Viele Rezepte haben ihre Wurzeln in ihrer Kindheit, andere wiederum sind im Lauf des Lebens und auf Reisen dazugekommen, das erfährt man aus den persönlichen Anmerkungen Chardins, die die Rezepte buchstäblich einrahmen. Trotzdem ist dies kein buntes Durcheinander; mit leichter, klarer Handschrift führt sie alles stimmig zusammen.

Ein Buch voller Licht

So viel äußere Pracht, so viel Schönheit, da fragt man sich automatisch, ob hier nur für die Galerie gekocht wird. Mein Test hat ein klares Resultat geliefert: Es war die reine Freude. Jahreszeitlich bedingt gab es vor allem sommerliche Salatvariationen, die Pauline Chardin gerne nur mit Olivenöl und Knoblauch anmacht. Damit hat sie mich nicht restlos überzeugt – ich bleibe dabei: Selbst das beste Olivenöl kann manchmal einen Spritzer Säure vertragen, und frischen Knoblauch setze ich lieber sparsamer ein. Dies ist aber eine ganz persönliche Vorliebe – die Gerichte, wie Pauline Chardin sie vorschlägt, waren allesamt erlesen und vorzüglich, ich wäre jederzeit gern Gast an ihrem Tisch.

Pauline Chardin:

„Eine Mahlzeit aus ein paar guten Grundnahrungsmitteln zu zaubern, ist für mich eine romantischere Vorstellung, als sich aus einer übervollen Vorratskammer zu bedienen. Essen als genussvolle Form der Lebenserhaltung – darauf kommt es mir an.“

Apropos Gast an ihrem Tisch: daraus wird wohl nichts. Sie bedient nicht das beliebte Landleben-Klischee der langen Tafel im Obstgarten, um die alle Generationen, Familie und Wahlverwandtschaft stets fröhlich versammelt sind. Sie gibt freimütig zu, dass sie meist für zwei Personen koche. Auch das zeigt mir noch einmal, dass Chardin trotz – bzw. unter – der wunderschönen Oberfläche etwas „Echtes“, Persönliches zeigt.

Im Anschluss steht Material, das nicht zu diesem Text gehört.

PR #3892, opened 2025-07-23
Updates for code hand-off, land orog sfc_data consistency check, etc.

### LINKED ISSUE #3664: Wave gempak needs different output frequencies
### What is wrong?

In operations, wave gempak is only for every 3 hours out to 180, see for example the output here: 
/lfs/h1/ops/prod/com/gfs/v16.3/gfs.20250508/00/wave/gempak

Currently in dev/workflow/rocoto/gfs_tasks.py https://github.com/NOAA-EMC/global-workflow/blob/develop/dev/workflow/rocoto/gfs_tasks.py#L1324-L1363 uses the  wave gridded post output for frequency which means we get more gempak jobs than we need for the wave model. 

We should create a new list of outputs based on wavegempak specific output times and only run wave gempak jobs out to 180 hours (or however long the forecast is) and every 3 hours. 

WCOSS2

https://github.com/JessicaMeixner-NOAA/global-workflow/tree/wavefixanddownstream (but this is in develop too)

### Steps to reproduce

I'm using https://github.com/JessicaMeixner-NOAA/global-workflow/tree/wavefixanddownstream branch to get the S2SW_extended test running on wcoss2 again and noticed this issue.  This issue is in develop as well. 

### Additional information

FYI: @AminIlia-NOAA 

Update https://github.com/NOAA-EMC/global-workflow/blob/develop/dev/workflow/rocoto/gfs_tasks.py#L1324-L1363  and add extra time related variables to https://github.com/NOAA-EMC/global-workflow/blob/develop/parm/config/gfs/config.wavegempak similar to how https://github.com/NOAA-EMC/global-workflow/blob/develop/parm/config/gfs/config.waveawipsgridded has it's own variables for output frequency.

### LINKED ISSUE #3825: CI test ICS inconsistent with default orography files
### What is wrong?

For at least the C96C48_hybatmaerosnowDA.yaml and C96_atm3DVar.yaml tests the C96 surface ICS files on hera are inconsistent with the default orography files used by global_workflow, in that they have different land masks.

ICS files here: 
/scratch1/NCEPDEV/global/glopara/data/ICSDIR/C96C48/20250327/gdas.20211220/ 

Default orog here: 
/scratch1/NCEPDEV/global/glopara/fix/orog/20240917/C96/C96.mx500_oro_data.tile*

The ICS files have about 2000 fewer land grid points than the orog files. This is causing confusion when people use these files as examples to look into land-related issues, and could lead to crashes in the future.

@yuanxue2870 has checked all the ocn res in that directory, and none of them match. I suspect that the ICS were generated with older orog versions.

The land mask used to create the ICS should be the same as the orog file being used in the tests. If the number of land grid cells match, this is sufficient to be confident that the land masks are the same.

Specifically, the number of grid cells that are classified as land in the restart (using either vtype or stype > 0) should match the number of grid cells classified as land in the orography files (using land_frac>0).

The number of land points can be checked using:  /scratch2/BMC/gsienkf/Clara.Draper/count_land_restart_orog.py 

All or N/A

b1c60d4506a973d1a0684018e2adc3225bc2e7a4 (fix/orog or ICS dir have not changed in newer versions)

### Steps to reproduce

Update restart file directory, orog directory, and ocn and atm res in this script: 

/scratch2/BMC/gsienkf/Clara.Draper/count_land_restart_orog.py 

then check output has same number of land grid points in both files.

### Additional information

_No response_

This can be fixed by re-generating restart files for the test. We should probably check the other tests too.

### LINKED ISSUE #3838: Check all ICS for global_workflow tests
### What is wrong?

This [issue](https://github.com/NOAA-EMC/global-workflow/issues/3825) points out inconsistencies in the land mask between the C96 CI test ICS and the orog_data files being used (specifically different land masks), which can cause model crashes. 

Fixing these inconsistencies fixed the crash @CatherineThomas-NOAA was experiencing in this [issue](https://github.com/NOAA-EMC/global-workflow/issues/3522).

[This](https://github.com/ufs-community/ufs-weather-model/issues/2738) mystery crash also looks like it has inconsistencies between the ICS and orog_files - we're yet to confirm if this is causing the crash (but this explanation is consistent with the crash). 

All ICS in the global_workflow tests should have consistent land mask as the orog_data files being used. It is sufficient to check the total number of land points, for example using:

/scratch2/BMC/gsienkf/Clara.Draper/count_land_restart_orog.py

Hera, All or N/A

b1c60d4 (fix/orog or ICS dir have not changed in newer versions)

### Steps to reproduce

Count the land grid cells in the ICS and orog_files for the examples above.

### Additional information

Everything I've written above is for hera - I haven't looked at other machines.

Run the above check on the hera ICS to see which need updating (all?), then update them! 

Will also need to check other machines / synch the updates.

### LINKED ISSUE #3893: gdas_fcst should depend on gdas_waveinit
### What is wrong?

If we have waves, the gdas_fcst job should depend on the gdas_waveinit job.   I've been running some tests that update the model to the new spack-stack version (w/out running aerosols), and it seems like waveinit needs more memory.  However, I see both the waveinit job and gdas_fcst running at the same time.  

My XML file looks like this: for that task 

```
                <dependency>
                        <or>
                                <and>
                                        <taskdep task="gdas_sfcanl"/>
                                        <taskdep task="gdas_waveinit"/>
                                        <taskdep task="gdas_marineanlfinal"/>
                                        <taskdep task="gdas_snowanl"/>
                                </and>
                                <taskdep task="gdas_stage_ic"/>
                        </or>
                </dependency>
```

I'm a little confused by this, but I'm thinking for the first half cycle we just have to have the gdas_stage_ic and not the waveinit?   It's likely very rare when waveinit doesn't finish about the same time stage_ic does so that's why we probably haven't run into this before.  

gdas_fcst should wait for gdas_waveinit to finish before starting 

All or N/A

I have a lot of updates beyond develop, but none that change this part of the code. 

### Steps to reproduce

Probably could force this with a C48 case, but I'm using a C1152 case and just force the waveinit to fail.  

### Additional information

Maybe it should be something like: 

```
                <dependency>
                        <or>
                                <and>
                                        <taskdep task="gdas_sfcanl"/>
                                        <taskdep task="gdas_waveinit"/>
                                        <taskdep task="gdas_marineanlfinal"/>
                                        <taskdep task="gdas_snowanl"/>
                                </and>
                                </and>
                                      <taskdep task="gdas_waveinit"/>
                                      <taskdep task="gdas_stage_ic"/>
                                </and>
                        </or>
                </dependency>
```
assuming my understanding is correct... 

_No response_

aerorahul:
# Description
This PR:
- moves `load_fv3gfs_modules.sh`, `load_ufswm_modules.sh`, and `load_ufsda_modules.sh` from `ush/` to `dev/ush/` as these scripts are not intended for use in ops and hence should be moved to `dev/` space.
- Fixes #3664 - adds control for wave gempak output generation and caps it at 180h.
- Fixes #3838 - adds a checker to the forecast job.  Presently shows a warning, but a fatal error facility is added waiting to be enabled.  The checker can be run as a standalone script. 
- Fixes #3825
- Fixes #3893 - checks for first half cycle if it exists and updates the dependency tree for cycling.  Tested via `C96C48mx500_S2SW_cyc_gfs` on WCOSS2.
- Removes a section of TODO from `build_upp.sh` that depended on UFSWM.  The UFSWM dependency was satisfied.

# Type of change
- [X] New feature (adds functionality)

# Change characteristics

# How has this been tested?
Tests on Gaea and WCOSS are run at:
`/gpfs/f6/drsa-precip4/world-shared/Rahul.Mahajan/RUNTESTS/testing/gwpr3892`
`/lfs/h2/emc/eib/noscrub/rahul.mahajan/RUNTESTS/testing/gwpr3892`

# Checklist


aerorahul:
@ClaraDraper-NOAA 
When an inconsistency is encountered between the `oro_data` and `sfc_data`, the checker script will show it like this as an example:
```
2025-07-23 13:13:20,823 - INFO     - __main__    : BEGIN: __main__.count_points_from_input
2025-07-23 13:13:20,871 - INFO     - __main__    :   END: __main__.count_points_from_input
2025-07-23 13:13:20,871 - INFO     - __main__    : BEGIN: __main__.count_points_from_orog
2025-07-23 13:13:20,886 - INFO     - __main__    :   END: __main__.count_points_from_orog
2025-07-23 13:13:20,886 - INFO     - __main__    : BEGIN: __main__.compare_counts
2025-07-23 13:13:20,886 - WARNING  - root        : Count mismatch for tile1: input=1056, orography=1055
2025-07-23 13:13:20,886 - WARNING  - root        : Count mismatch for tile2: input=949, orography=954
2025-07-23 13:13:20,886 - WARNING  - root        : Count mismatch for tile3: input=1460, orography=1462
2025-07-23 13:13:20,886 - INFO     - __main__    :   END: __main__.compare_counts
```
This is an example output from the `C48_S2SW` test that uses cold-start initial conditions for `sfc_data`.  
The script will do the same for warm start restart provided files or `sfcanl_data` files that are used to initialize the model.

CoryMartin-NOAA:
@aerorahul @ClaraDraper-NOAA can/should we make it a failure rather than a warning?

aerorahul:
> @aerorahul @ClaraDraper-NOAA can/should we make it a failure rather than a warning?

Yes.  We absolutely should make it a failure.  If we do that now, all our tests will fail because we need an updated consistent ICs.  When they are provided, and the ICs are replaced for the tests, we can turn this into a fatal error.

It is a warning for now to allow testing to proceed. All we need to do is pass `--fatal` to the checker call.

JessicaMeixner-NOAA (dismissed):
@aerorahul  - I have looked through all of the wave related changes and they look good to me.  Did I need to run a wcoss2 test for the wave gempak to confirm or have you?

sorc/build_upp.sh
```diff
@@ -21,36 +21,8 @@ while getopts ":dj:v" option; do
...
-      set -x
-   fi
-fi
-
 cd ufs_model.fd/FV3/upp/tests
 # shellcheck disable=SC2086
-BUILD_JOBS=${BUILD_JOBS:-8} ./compile_upp.sh ${_opts}
+BUILD_JOBS=${BUILD_JOBS:-8} "./compile_upp.sh" ${_opts}
+
+exit 0
```
CoryMartin-NOAA: Missing EOL

dev/jobs/arch_tars.sh
```diff
@@ -4,7 +4,7 @@ set -x
 
 ###############################################################
 # Source FV3GFS workflow modules
-. "${HOMEgfs}"/ush/load_fv3gfs_modules.sh
+source "${HOMEgfs}"/ush/load_fv3gfs_modules.sh
```
CatherineThomas-NOAA: Missed /dev/ush here

dev/jobs/arch_vrfy.sh
```diff
@@ -4,7 +4,7 @@ set -x
 
 ###############################################################
 # Source FV3GFS workflow modules
-. "${HOMEgfs}"/ush/load_fv3gfs_modules.sh
+source "${HOMEgfs}"/ush/load_fv3gfs_modules.sh
```
CatherineThomas-NOAA: Missed /dev/ush here

dev/jobs/cleanup.sh
```diff
@@ -4,7 +4,7 @@ set -x
 
 ###############################################################
 # Source FV3GFS workflow modules
-. "${HOMEgfs}"/ush/load_fv3gfs_modules.sh
+source "${HOMEgfs}"/ush/load_fv3gfs_modules.sh
```
CatherineThomas-NOAA: One more `dev`

dev/jobs/globus_arch.sh
```diff
@@ -4,7 +4,7 @@ set -x
 
 ###############################################################
 # Source FV3GFS workflow modules
-. "${HOMEgfs}"/ush/load_fv3gfs_modules.sh
+source "${HOMEgfs}"/ush/load_fv3gfs_modules.sh
```
CatherineThomas-NOAA: Another `dev`

sorc/build_upp.sh
aerorahul: fixed. thx.

dev/jobs/arch_tars.sh
aerorahul: My `sed` magic loop didn't apply to `"${HOMEgfs}"/ush`.   Should be fixed now.  Thx.

aerorahul:
> @aerorahul - I have looked through all of the wave related changes and they look good to me. Did I need to run a wcoss2 test for the wave gempak to confirm or have you?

Kann man Sonne essen? Ja, man kann. Eine elegante Auswahl köstlicher Rezepte, kreativ und inspirierend, eine Reise durch die Jahreszeiten, rund ums Mittelmeer und weit darüber hinaus. Pauline Chardin ist Autodidaktin, das spürt man, im besten Sinne. Ihr Blick ist subjektiv, ihre Herangehensweise sehr persönlich, aber mit leichter, sicherer Feder fügt sie zugleich alles zu einem stimmigen Ganzen. Ein Fest für Auge und Gaumen.